La determinazione del profitto di reato ai fini dell'emissione di un provvedimento di sequestro preventivo

17 Giugno 2016

Non è proponibile, in sede di riesame del provvedimento che dispone il sequestro preventivo, la questione relativa alla sussistenza del fumus commissi delicti qualora sia intervenuto il decreto che dispone il rinvio a giudizio del soggetto interessato, attesa l'ontologica diversità di regole relative alle misure cautelari personali rispetto a quelle riguardanti le misure cautelari reali.
Massima

Non è proponibile, in sede di riesame del provvedimento che dispone il sequestro preventivo, la questione relativa alla sussistenza del fumus commissi delicti qualora sia intervenuto il decreto che dispone il rinvio a giudizio del soggetto interessato, attesa l'ontologica diversità di regole relative alle misure cautelari personali rispetto a quelle riguardanti le misure cautelari reali.

In tema di misure cautelari reali spetta al giudice che, in sede di riesame, proceda alla conferma del sequestro preventivo, funzionale alla confisca di valore del profitto di reato, il compito di valutare la corretta determinazione dell'entità di quest'ultimo.

Il caso

Nell'ambito di un procedimento per frode fiscale veniva disposto a carico dei due imputati sequestro preventivo.
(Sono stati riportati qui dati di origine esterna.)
PR #5, opened 2020-09-14
MM-28442: JWT, Incorporated much of Install/Authorize POC, cleanup

levb:
Fixes https://mattermost.atlassian.net/browse/MM-28442

- Reworked #4 to match the rest of the code base, used an Interactive Dialog
- Added a simple JWT to the outgoing change notifications
- Added a simple Hello App hosted in the plugin itself for now

Currently implemented as a command, 
image

Pops up:
image

Upon pressing "Approve and Install", takes the user to the DM channel, with the updates
image


server/cloudapps/proxy.go
```diff
@@ -60,14 +84,19 @@ func (p *proxy) SendChangeNotification(s *Subscription, msg interface{}) {
...
+	}
+	req.Header.Set("Authorization", "Bearer "+token)
+	resp, err := client.Do(req)
 	if err != nil {
 		// <><> TODO log
+		// TODO ticket: progressive backoff on errors
 		return
 	}
-	defer resp.Body.Close()
+	resp.Body.Close()
```
larkox, line 99: Is there any reason to keep the body open in any branch (mainly the error handling)? If not, we can use the defer at the end of the function.

server/http/dialog/install.go
```diff
@@ -0,0 +1,150 @@
...
+	noUserConsentForOAuth2 := false
+	if consentValue == "require" {
+		noUserConsentForOAuth2 = true
+	}
+
+	v = dialogRequest.Submission["secret"]
+	secret, _ := v.(string)
+
+	var manifest apps.Manifest
+	err = json.Unmarshal([]byte(dialogRequest.State), &manifest)
```
larkox, line 132: We are using the manifest that comes with the request. This might be a security issue if someone was able to change the content of the manifest on the client side, then making the user accept some permissions while the underlying manifest has others.

In order to solve this, in the original PR I did some countermeasures inspired by OAuth:
- I create a unique ID for the dialog, and create a "state" variable in the dialog.
- I add a register in the KVStore with the ID as key, and the manifest as value
- When the dialog returns, I check the state, and check if that state is in the KVStore.
- If it is in the KVStore, I authorize the manifest I have in the store, since it is the one I used to create the dialog

Probably it is not a perfect solution, and I may be making things more secure than they need, but I thought it was a nice addition.

The relevant code is here:
https://github.com/mattermost/mattermost-plugin-cloudapps/blob/05a96c274a064f0ca66701b1f64f533908282500/server/authorization.go#L55-L67
https://github.com/mattermost/mattermost-plugin-cloudapps/blob/05a96c274a064f0ca66701b1f64f533908282500/server/authorization.go#L81-L86
https://github.com/mattermost/mattermost-plugin-cloudapps/blob/05a96c274a064f0ca66701b1f64f533908282500/server/authorization.go#L131-L150

server/cloudapps/install_app.go
```diff
@@ -0,0 +1,43 @@
...
+	App *App
+}
+
+func (r *registry) InstallApp(in *InInstallApp) (*OutInstallApp, error) {
+	if in.Manifest.AppID == "" {
+		return nil, errors.New("app ID must not be empty")
+	}
+	// TODO check if acting user is a sysadmin
+
+	// TODO remove mock, implement for real
```
larkox, line 30: Regarding real implementation (to make sure we are all aligned):

We already got the app secret during the dialog, so we can send messages to the app, but we still need to inform the app of two things:
  - We are installed
  - What is our secret so they can communicate with us (or the OAuth token, or whichever communication we want to set in place)

I understand this will be done by a simple HTTP call to the app, or opening a new window to trigger the OAuth flow.

larkox (approved):
Awesome work Lev :tada:

Just some considerations on details of the implementation, but it is looking really good.

server/cloudapps/install_app.go
levb: Yes.

server/http/dialog/install.go
levb: If a remote user session is compromised, it can just execute necessary APIs to install whatever it wants, I am kinda puzzled with the need for the extra verification steps here.

0/5 we mark this (obviously! regardless of how we verify the steps) for a review with the security team once all of the Auth flows are in place?

server/cloudapps/proxy.go
levb: Later if we need to... KISS for now. This came up before when the error messages were of unanticipated types, better NOT happen to us here!

server/cloudapps/install_app.go
levb: > What is our secret so they can communicate with us (or the OAuth token, or whichever communication we want to set in place)

To use the REST API as a user, the App must go through the OAuth2 loop. To use the Bot-level token - TBD, but I think we discussed the general outline - provision the bot upon install, then use the bot account.

server/apps/install_app.go
```diff
@@ -0,0 +1,44 @@
...
+
+import (
+	"errors"
+
+	"github.com/mattermost/mattermost-plugin-apps/server/utils/md"
+)
+
+type InInstallApp struct {
+	ActingMattermostUserID string
+	NoUserConsentForOAuth2 bool
```
mickmister, line 14: Why is this a negative boolean as opposed to `NeedsUserConsentForOAuth2` or something similar?

mickmister (approved):
LGTM! Just one question on the naming of `NoUserConsentForOAuth2`

server/apps/install_app.go
levb: default == nil value, so negate the name instead?

server/cloudapps/install_app.go
larkox: In theory, the OAuth protocol should handle re-validation, but I have to dig deeper into that.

Tale provvedimento a seguito di annullamento con rinvio da parte della Cassazione veniva confermato dal tribunale del riesame di Perugia. Avverso tale ordinanza gli imputati proponevano ricorso per Cassazione per violazione di legge in ragione dell'erronea applicazione dell'art. 322-ter c.p. relativamente all'individuazione del provento-profitto del reato ai fini dell'emissione del sequestro preventivo funzionale alla confisca per equivalente.

La questione

La Corte è stata chiamata a chiarire due profili:

  1. se l'emissione del decreto che dispone il giudizio nei confronti dei due imputati precluda al giudice della cautela reale la disamina della questione relativa alla sussistenza del fumus commissi delicti;
  2. se l'emissione del decreto che dispone il giudizio nei confronti dei due imputati abbia efficacia preclusiva non solo sulla delibazione del fumus commissi delicti ma anche sulla diversa questione concernente la esatta individuazione del profitto-provento dei reati contestati.
Le soluzioni giuridiche

La Corte di cassazione ha accolto il ricorso ritenendo fondati i motivi dedotti dagli imputati e, pertanto, ha annullato il provvedimento con rinvio al tribunale di Perugia per un nuovo esame.

Premesso che in tema di reati tributari il sequestro preventivo, funzionale alla confisca per equivalente, può essere disposto non soltanto per il prezzo ma anche per il profitto del reato, la suprema Corte si è soffermata sulla nozione di profitto di reato precisando che tale locuzione viene utilizzata in maniera enunciativa nelle varie fattispecie in cui è inserita assumendo quindi un'ampia latitudine semantica che occorre colmare in via interpretativa.

A tale fine essa ha richiamato la prevalente giurisprudenza in tema di reati tributari secondo la quale il sequestro finalizzato alla confisca per equivalente previsto dall'art. 1, comma 143, della l. 244/2007 va riferito all'ammontare della imposta evasa che costituisce un indubbio vantaggio patrimoniale direttamente derivante dalla condotta illecita e, in quanto tale, riconducibile alla nozione di profitto del reato, costituito dal risparmio economico conseguente alla sottrazione degli importi evasi alla loro destinazione fiscale, di cui certamente beneficia il reo. A tal fine – ha precisato – per la quantificazione di questo risparmio, deve tenersi conto anche del mancato pagamento degli interessi e delle sanzioni dovute in seguito all'accertamento del debito tributario.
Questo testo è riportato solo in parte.